Man, all I got was a TiVo! apron. :crying_sa


----------



## say-what (Dec 14, 2006)

Gave up the DirecTIVO's back in Nov 2006 and never looked back. I have 4 HR2x's and they all work fine for me.


----------



## HiDuck (Jul 15, 2008)

I am four months into my HR21 and still miss my DirecTivo (actually its still fired up with some programing to watch) but I completely see my HR21 in a different light than when I first had it installed. 

The biggest change is that I have HD programing and love it. I have had a 36" Sony XBR CRT for seven years and never, until my HR21, used the 1080i port. Wow what a difference in the picture!

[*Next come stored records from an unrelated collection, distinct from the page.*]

PR #334, opened 2021-02-05
Checklist refactor using FormattedMessage

wackerow:
- Updated approximate Geth size
- Added recommendation to not wait on eth1 chain syncing
- Refactored Checklist to use `<FormattedMessage />` component and `formatMessage()`
- Provided descriptions whenever "values" attribute is used to assist translators. 

@samajammin Lemme know if this looks correct to prepare for crowdin

### DIFF
--- a/src/pages/Checklist/index.tsx
+++ b/src/pages/Checklist/index.tsx
@@ -198,7 +198,7 @@ export const Checklist = () => {
                     ancient: <em>ancient</em>,
                     chaindata: <em>chaindata</em>,
                   }}
-                  description="The {mainnet}, {ancient} and {chaindata} values are those same words but with emphasis styling"
+                  description="The {mainnet}, {ancient} and {chaindata} values are network and folder names that should not be translated"
                 />
               </Text>
             </li>
@@ -419,12 +419,18 @@ export const Checklist = () => {
             <li className="py5">
               <Text>
                 <FormattedMessage
-                  defaultMessage="{warning}: it's high risk to run your Eth2 validator in multiple places. It will lead to a slashable event and ejection from the network. {learnMore}"
+                  defaultMessage="{warning} It's high risk to run your Eth2 validator in multiple places. It will lead to a slashable event and ejection from the network. {learnMore}"
                   values={{
-                    warning: <strong>Warning: </strong>,
+                    warning: (
+                      <strong>
+                        {formatMessage({ defaultMessage: 'Warning!' })}
+                      </strong>
+                    ),
                     learnMore: (
                       <Link primary inline to="/faq#responsibilities">
-                        Learn more about slashing →
+                        {formatMessage({
+                          defaultMessage: 'Learn more about slashing →',
+                        })}
                       </Link>
                     ),
                   }}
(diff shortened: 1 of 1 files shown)


src/pages/Checklist/index.tsx
```diff
@@ -246,80 +286,137 @@ export const Checklist = () => {
...
               </Text>
             </li>
             <li className="py5">
               <Text>
-                <strong>Note:</strong> by default, VMs may disable NTP so you
-                may need to find a work-around for your environment.
+                <FormattedMessage
+                  defaultMessage="{note}: by default, VMs may disable NTP so you may need to find a work-around for your environment."
+                  values={{
+                    note: <strong>Note</strong>,
```
samajammin, line 370: This is tricky & something we may want to choose to just remove the bold on "Note".

If we want to keep the bold, we'd still want to translate "Note", so the value should be:
```
note: <strong>formatMessage({defaultMessage: "Note"})</strong>
```
But that would take "Note" out of context. Translators may thinks it's the noun vs. the verb.

samajammin: We could use a `description` to explain it's the verb but the lack of tense general obscurity might make it too confusing to translators for this to be worth it.

wackerow: Yeah, the description was how I was attempting to go about this. Removing the bold would likely be the best option. These aren't really warnings, and don't demand a high level of attention. 
And good call on using `formatMessage()` to translate within the `values` attribute... wasn't thinking, I can add another commit to fix any of these.

src/pages/Checklist/index.tsx
```diff
@@ -246,80 +280,127 @@ export const Checklist = () => {
...
-                <Code>Universal time</Code> are all correct.
+                <FormattedMessage
+                  defaultMessage="Check if {code1}, {code2}, and {code3} are all correct."
+                  values={{
+                    code1: <Code>Local time</Code>,
+                    code2: <Code>Time zone</Code>,
+                    code3: <Code>Universal time</Code>,
+                  }}
+                  description="{code} values are terminal outputs to look for to confirm system time"
+                />
```
wackerow, line 326: @samajammin honestly not sure if these should be translated or not... I would think a user's system settings would produce these in their native language, but not sure.

src/pages/Checklist/index.tsx
samajammin: I agree, in general I suspect the value of bolding words won't be worth the effort/potential confusion. I think this feature will be used best with variables that we do NOT want translated (such as code snippets / CLI commands).

src/pages/Checklist/index.tsx
samajammin: Good question. @CarlBeek do you know anyone who might know this? Does `timedatectl ` support multiple languages? A quick Google didn't yield any aswers.

samajammin: If in doubt I suggest we keep it in English.

wackerow: Okay... this is set up to not be translated at the moment, I will leave it pending any new information.

samajammin (approved):

src/pages/Checklist/index.tsx
samajammin: Merging this for now. @CarlBeek please let us know if you're aware of any `timedatectl` language support.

I have a second D* legacy reciever hooked up to a 2nd generation TiVo in the bedroom that I have lifetime subscription on. I have been waiving back and forth knowing MRV is in the works very soon for the HR series receivers and having another one replace my standalone TiVo. But now with the possibility of a new HD Tivo for D* I will probably hold off until release in hopes of true ownership instead of the lease program. If this plays the way I think it will the HR21 will disappear for two D* HDTivo's.

Until then I am happy with the HR21 and will continue to support it through the Cutting Edge program we have here at DBSTALK.com.


----------



## bodosom (May 31, 2004)

I'll admit that I've only had the HR2xs for a week but I've already found a number of "silly" annoyances like wasting limited screen real-estate on PIP or showing me things five at a time when there's room for ten or not giving me one or two click access to my todo list. I'd like it if when my SL, playlist or todo list got past a certain size the behavior would change to optimize longer listings. I don't use the DLB but I do like the ability to peek at the other tuner recording or not.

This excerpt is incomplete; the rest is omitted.